I long ago gave up trying to be famous in my field, which is consumer electronics. But if I ever am, it will be because of an observation I've made on how things break. This observation has caused a belief I've held for years, and that has been backed up again and again by experience. I have never seen it expressed by anyone else, so to my best knowledge, this is original. Let's call it Spock's Law.

*Spock's Law: When something breaks, suspect the least expensive component first.*

If your satellite system stops working, it's a connector or a cable that's the most likely cause. Or it's an inexpensive multiswitch. It's least likely to be the expensive receiver.

This also works within a component. If your DVR goes down, it is most likely something inexpensive and mechanical (it's not original to me that mechanical pieces break more often than electronic ones). Even if it is a relatively expensive part within the component, like the hard drive, it is something cheap like a bearing that goes bad.

Spock's Law is not limited to electronics. If your vacuum cleaner stops working, it's probably a filter that's plugged. Problems with your car are usually bearings, gaskets, hoses and stuff like that. Rarely does the main computer die. It even works with expensive cars. For all of you who have problems with your Mercedes, it's not with the drive train, which is practically bullet proof. It's the switch that rolls us the passenger window up and down that goes bad. Now, with a Mercedes, it's probably $187 to replace that switch, but you knew that already.

It is only an advisory. Spock's Law says the most likely piece to be defective is a cheap one. It is not absolute. Your plasma TV can and will break (see my rant that all machines wear out), but if you lose your picture, the first things to check are your connectors.

Spock's Law applies to hardware only. Software is something different. I think it obeys the laws of the Devil.

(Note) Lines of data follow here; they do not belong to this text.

PR #7304, opened 2024-10-04
Make useless pickup category not refer to etm

Miepee:
stops cave story confusion by not talking about ETMs anymore.

### DIFF
--- a/randovania/game_description/pickup/pickup_category.py
+++ b/randovania/game_description/pickup/pickup_category.py
@@ -54,7 +54,7 @@ class PickupCategory:
 
 
 USELESS_PICKUP_CATEGORY = PickupCategory(
-    name="useless", long_name="Useless", hint_details=("an ", "Energy Transfer Module"), hinted_as_major=False
+    name="useless", long_name="Useless", hint_details=("a ", "useless item"), hinted_as_major=False
 )
 
 GENERIC_KEY_CATEGORY = PickupCategory(name="key", long_name="Key", hint_details=("a ", "key"), hinted_as_major=False)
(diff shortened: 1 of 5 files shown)


henriquegemignani (changes requested):
Changing the text for Echoes in the other hand is not interesting.

Miepee:
Darn, I thought I could get away with being lazy.

randovania/game_description/pickup/pickup_category.py
```diff
@@ -54,7 +54,7 @@ def is_expansion(self) -> bool:
 
 
 USELESS_PICKUP_CATEGORY = PickupCategory(
-    name="useless", long_name="Useless", hint_details=("an ", "Energy Transfer Module"), hinted_as_major=False
+    name="useless", long_name="Useless", hint_details=("a ", "useless item"), hinted_as_major=False
```
duncathan, line 57: this loses a lot of specificity for CS because CS already has a category with these details which was treated as separate from the Nothing hint category

Miepee: oh, wasn't aware of that. So CS should instead have another text for the hint details instead, so that "a useless item" can keep being used for what its used for in CS right now, and hten the other one for the nothing/empty items?

henriquegemignani:
Proper solution would be to make pickups for the nothings.

Miepee:
That would also allow saving non-etms into the rdvgames, right?

Miepee:
Gonna close this then, as the proper solution would be completely different anyway and able to fix more things.

PR #7309, opened 2024-10-06
Prime: add combat visor to essence

JeffGainsNGames:


Samuel6710 (approved):

JeffGainsNGames:
While I'm here, any interest in removing the "kill metroids requirement" since you have phazon beam?
image

toasterparty (approved):

CHANGELOG.md
```diff
@@ -53,6 +53,10 @@ and this project adheres to [Semantic Versioning](https://semver.org/spec/v2.0.0
 
 #### Logic Database
 
+##### Impact Crater
+
+- Added: In Metroid Prime Lair: Require combat visor for Essence fight.
```
Miepee, line 58:
```suggestion
- Added: In Metroid Prime Lair: Require Combat Visor for Essence fight.
```

Miepee:
> While I'm here, any interest in removing the "kill metroids requirement" since you have phazon beam?

I'm not a prime maintainer, but i would say go for it. My only concern would be: what happens if you somehow get caught by a metroid before reaching the pool? Does it automatically die when you later reach it? Or do you need to get it off with bombs?

Uncle-Reggie:
> > While I'm here, any interest in removing the "kill metroids requirement" since you have phazon beam?
> 
> I'm not a prime maintainer, but i would say go for it. My only concern would be: what happens if you somehow get caught by a metroid before reaching the pool? Does it automatically die when you later reach it? Or do you need to get it off with bombs?

The Metroids must be bombed off or Power Bombed to death. There needs to be some kind of requirement for killing them.

Miepee:
Let's leave the requrements as they are then right now and readjust them later.

Samuel6710:
> The Metroids must be bombed off or Power Bombed to death. There needs to be some kind of requirement for killing them.

Not exactly, metroids will latch off of you after enough time has passed. You can have health requirements as an alternative to bombs or power bombs.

In a recent thread, a guy believes his replacement DVR is bad. I'm trying to convince him it's more likely an optical cable or the optical connection itself. That's Spock's Law. I don't think I'm succeeding, but my forehead is already flat from slamming against brick walls.


----------



## Stuart Sweet (Jun 19, 2006)

If I may add a corollary, which should properly be called Vincent's Law, in honor of the man who taught it to me:

*Bad cables comprise 90% of the problems with the equipment.*

Same idea.


----------



## hdtvfan0001 (Jul 28, 2004)

My umpteen years of experience have shown that *both* the aforementinoed laws are correct.


----------



## DogLover (Mar 19, 2007)

I like this. It hold true in my experience as well. Another corollary that works for both hardware and software is that *whatever was last changed, is the most likely cause of a new problem.* The trick is to determine everything that has changed.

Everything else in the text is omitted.